Description of the task
Where the string "expect" appears in a line of the data, show that line.

(Entries taken from a collection)
PR #18244, opened 2020-07-10
[wip] rebased secret-sync-controller PR

spiffxp:
This rebases https://github.com/kubernetes/test-infra/pull/17946 on top of https://github.com/kubernetes/test-infra/pull/18000 to see if CI will repro what I'm seeing locally. Not intended for merge.

Added a commit to clean up go.mod and resulting deps.


spiffxp:
The problem being demonstrated now is that bazel (or gazelle?) seems to be seeing an older version of `google.golang.org/genproto` than I would expect

The 'version' field here
https://github.com/kubernetes/test-infra/blob/ae613f5e86ab894df63031bab1c6c616b4588f0a/repos.bzl#L1509-L1516

Matches the version here https://github.com/kubernetes/test-infra/blob/ae613f5e86ab894df63031bab1c6c616b4588f0a/go.mod#L87

So I would expect `bazel` and `go` to both see this:
https://github.com/googleapis/go-genproto/tree/7a2ca40e9dc324f00c1e7ea8786ddf6366d9e803/googleapis/cloud/secretmanager/v1

spiffxp:
It seems like we're hitting something similar to this issue: https://github.com/bazelbuild/rules_go/issues/2420

The version of `org_golang_google_genproto` we're specifying should contain `secretmanager/v1`, but instead we see
```
$ bazel query "@org_golang_google_genproto//googleapis/cloud/secretmanager/..."
@org_golang_google_genproto//googleapis/cloud/secretmanager/v1beta1:go_default_library
Loading: 0 packages loaded
```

Result for this task
The problem being demonstrated now is that bazel (or gazelle?) seems to be seeing an older version of `google.golang.org/genproto` than I would expect
So I would expect `bazel` and `go` to both see this:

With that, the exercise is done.